Regulators hold public/industry consultations to gather evidence and arguments
that need to be taken into account in coming to their final decision. They are
not running popularity contests (which would be too easy to rig if that was
the standard used). The arguments submitted are usually a mix of legal and
economic (including models) based on data or clearly stated assumptions
(ideally). For example, an industry stakeholder might make a legal argument
that the regulator is making a decision beyond the remit of the legislation,
or make an economic argument that if the proposed decision is adopted, then
this will remove the infrastructure investment incentive for the stakeholder
(including the data to substantiate this).
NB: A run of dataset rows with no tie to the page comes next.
PR #785, opened 2019-09-23
Remove bridge-utils package installation from OSH

ilausuch:
The repository that contains bridge-utils was removed in #750
so the installation of OSH cannot continue.

Because this package is not going to be used any more, is removed
from the installation

### DIFF
--- a/playbooks/roles/deploy-osh/defaults/main.yml
+++ b/playbooks/roles/deploy-osh/defaults/main.yml
@@ -18,7 +18,6 @@ suse_osh_deploy_packages:
   - python-selinux
   - ceph-common
   - nfs-utils
-  - bridge-utils
 
 suse_osh_openstackclient_packages:
   - python3-openstackclient


jsuchome:
Let's restart the CI with `deploy_osh` once it fails

evrardjp:
I thought this was still required for neutron on the nodes. I assume that with ovs  it might not be required.

evrardjp:
Why did we need bridge-utils? AFAIK it was for OSH it might be worth checking if this breaks osh.

Itxaka:
> Why did we need bridge-utils? AFAIK it was for OSH it might be worth checking if this breaks osh.

This is being installed in the deployer, which makes no sense. It was introduced on commit number 0, so it may be a leftover from testing or something.

jsuchome:
Can we remove more from `suse_osh_deploy_packages`?

PR #786, opened 2019-09-23
Increase the timeout for neutron test which we are hitting lately

jsuchome:
In my setups 'helm test neutron'  often takes about 20 minutes.


AbelNavarro:
If your tests take 20 minutes and you set the timeout to exactly 20 minutes, won't that be a bit tight?

jsuchome:
Yeah, it might be tight, but as I suspect my 20 minutes is caused by slow HW or whatever resource I'm lacking so I'm hoping for better times for other people.
However I can increase it if you think it would be better

AbelNavarro:
The timeout increase looks good to me if it fits you. If 20 minutes is what you need it's ok for me. But if you need 22 minutes don't be shy and add it here. I'm approving it in case 20 fits you.

PR #791, opened 2019-09-24
Remove SUSE-cloud/automation module

rajdharwadkar:
Removing SUSE-cloud/automation module because it is not used.

### DIFF
--- a/.gitmodules
+++ b/.gitmodules
@@ -1,6 +1,3 @@
-[submodule "submodules/SUSE-Cloud/automation"]
-	path = submodules/SUSE-Cloud/automation
-	url = https://github.com/SUSE-Cloud/automation.git
 [submodule "submodules/openstack-helm-infra"]
 	path = submodules/openstack-helm-infra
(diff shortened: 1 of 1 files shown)


jsuchome:
So, why we needed it in the first place? Because of CaaSP3? (It would be great to mention the reason for removal in the commit message)

jhesketh:
It's no longer needed/used afaik, but yes, mentioning that in the commit message would be helpful.

rajdharwadkar:
> So, why we needed it in the first place? Because of CaaSP3? (It would be great to mention the reason for removal in the commit message)

I am not sure why and when this was added.

rajdharwadkar:
> You need to remove the automation from the .gitmodules, otherwise it would fail: https://github.com/SUSE-Cloud/socok8s/blob/master/.gitmodules

yes thanks . Fixed.

rajdharwadkar:
We need these changes to go in first : 
https://github.com/SUSE-Cloud/socok8s/pull/731/files
https://github.com/SUSE-Cloud/socok8s/pull/733/files

PR #38, opened 2015-01-06
Refactor footer styles to use global layout

davidrapson:
Refactor footer styles to use global layout: This helps towards being able to control our max-widths in a single place so we can go to 1300px and also remove specific scoping of `gs-container`.

Removes `nav/brand-bar` as the only place we use it is in the footer and we're not using it in the same way as next-gen so we don't really need the styles.

// @feedmypixel


davidrapson:
@feedmypixel Mind giving this a once over when you've got a minute?

feedmypixel:
As another pull request the global footer could be split apart more is it me or does it feel like it has a few to many bem children?

:+1: good stuff nice to moving towards 1300px

davidrapson:
Yep, that's a good task for another PR we can probably reduce the nesting here.

PR #39, opened 2015-01-07
Increase the timeout for fetching Masterclasses

mattandrews:
We're seeing errors fetching Masterclasses locally as it looks like they added a bunch (there's ~140 now, but it was only ~110 or so a month or so back) and now it times out. We haven't seen this in prod yet but just in case, this ups the timeout to give them space to return.

cc @wpf500 / @jamesoram  / @rtyley


rtyley:
:+1:

I'll have a think bout how we improve this beauty.

mattandrews:
Okay to go out @jamesoram?

jamesoram:
:+1: yes

PR #40, opened 2015-01-07
Track eventbrite iframe impressions

mattandrews:
It turns out that the radiator app only shows when users are sent to EventBrite when they're already signed in – if a user signs up for Membership while trying to buy tickets, we don't run the code which redirects them to EventBrite – instead they see this screen:

screen shot 2015-01-07 at 11 58 59

This update adds the same CloudWatch tracking string (`user-sent-to-eventbrite`) to this use case, so our radiator totals will now include this flow too.

### DIFF
--- a/frontend/app/controllers/Joiner.scala
+++ b/frontend/app/controllers/Joiner.scala
@@ -138,6 +138,7 @@ trait Joiner extends Controller {
         eventId <- PreMembershipJoiningEventFromSessionExtractor.eventIdFrom(request)
         event <- EventbriteService.getBookableEvent(eventId)
       } yield {
+        EventbriteService.getService(event).wsMetrics.put("user-sent-to-eventbrite", 1)
         MemberService.createDiscountForMember(request.member, event).map { discountOpt =>
           (event, (Config.eventbriteApiIframeUrl ? ("eid" -> event.id) & ("discount" -> discountOpt.map(_.code))).toString)
         }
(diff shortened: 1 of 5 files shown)


mattandrews:
cc @jennysivapalan / @wpf500 (whose code this basically is)

frontend/app/controllers/Joiner.scala
```diff
@@ -138,6 +138,7 @@ trait Joiner extends Controller {
         eventId <- PreMembershipJoiningEventFromSessionExtractor.eventIdFrom(request)
         event <- EventbriteService.getBookableEvent(eventId)
       } yield {
+        EventbriteService.getService(event).wsMetrics.put("user-sent-to-eventbrite", 1)
```
jennysivapalan: Should this be stored under another metric (so we can tell the difference between user thats are sent to Eventbrite and users that can purchase via the iframe? We can aggregate them later.

mattandrews: Not a bad idea – a followup task I'm trying to have a go at now is tracking when a user signs up (which we do already) but also recording whether they signed up for a Guardian Live event, a Masterclass, or just a plain old member. 

The main compelling argument for using the same metric name is that both instances still require another click from the user (eg. the big green Order Now button) so there's not much functional difference between this experience and being on EventBrite.

mattandrews: okay @jennysivapalan – have renamed the metric, and also added the tier (to both eventbrite metrics) on @wpf500's advice. This means the radiator will stop showing new data once this goes out, but we can do a corresponding update there too. And also break down signups by tier/intent!

jennysivapalan: cool :+1:

jennysivapalan:
:+1: :ticket:

mattandrews:
Do you need to test this @jamesoram or are you happy for it to go out? Just tweaking some metric/tracking names...

jamesoram:
:+1: ship it

PR #41, opened 2015-01-07
Move Modernizr to lib

davidrapson:
- Moves Modernizr to `lib` as it's the only piece of thirdparty code in modules, and moving to `lib` means we can more easily exclude from jshint
- Did a fresh build of Modernizr from http://modernizr.com/download/#-flexbox-flexboxlegacy-cssclasses-testprop-testallprops-domprefixes as we'd edited the file to exclude from jshint


mattandrews:
LGTM :+1:

PR #42, opened 2015-01-07
Clean up scss _vars

davidrapson:
- Removed any variables that we are not using. Mostly copied from next-gen, we're a bit behind how they handle colours anyway so if we're not using them they should go
- Also cleaned up a couple of places that variables were being used accidentally (e.g., using `newsRed` instead of a dedicated error colour for form errors)


feedmypixel:
:+1:

PR #45, opened 2015-01-08
Escape ampersands in urls

mattandrews:
#### Before:
screen shot 2015-01-08 at 12 44 11

#### After:
screen shot 2015-01-08 at 12 44 17


mattandrews:
(replacing them with `&amp;` didn't do anything)

davidrapson:
:+1:

mattandrews:
Okay with you @jamesoram?

jamesoram:
it looks good, but are there any other special characters we need to encode? Apostrophes?

rrees:
Java lib [URLEncoder](http://docs.oracle.com/javase/7/docs/api/java/net/URLEncoder.html) does all URL encoding and the unicode encoding and should be trivial to call from Scala.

In making their final decision, the regulator should take into account all the
arguments put forward, and respond to them in their final report. Submissions
that are substantially the same (or sections within) will be grouped together
and responded to as a single point. The regulator should explain why they
reject or adopt each argument.

The criteria that a regulator uses to evaluate the different arguments and
come to a final decision is set by the enabling legislation. I have not worked
within the US legal framework, but I have both prepared submissions to and
worked with numerous regulators in Asia and Europe. In most cases, the
criteria is deals with the best interests of consumers with a consideration of
both costs and benifits. Often a longer term view is required to be taken,
which biases towards promoting investment in infrastructure over time rather
than maximising short time utilisation of existing infrastructure.

------
FilterSweep
This is changing of the goalposts. A standard procedure these days.

------
otakucode
Every ISP is now legally liable for every posting made by their users.
Including the White House ISP Trump uses to tweet from. So anything abusive,
insulting, threatening, etc - they are legally liable for it. They are no
longer common carriers like phone companies. If they transmit pornography to a
minor, they are legally liable for it, not the site which hosts it. The loss
of common carrier status can, and absolutely should, bring these companies to
their knees.

Bust out the class action lawsuits.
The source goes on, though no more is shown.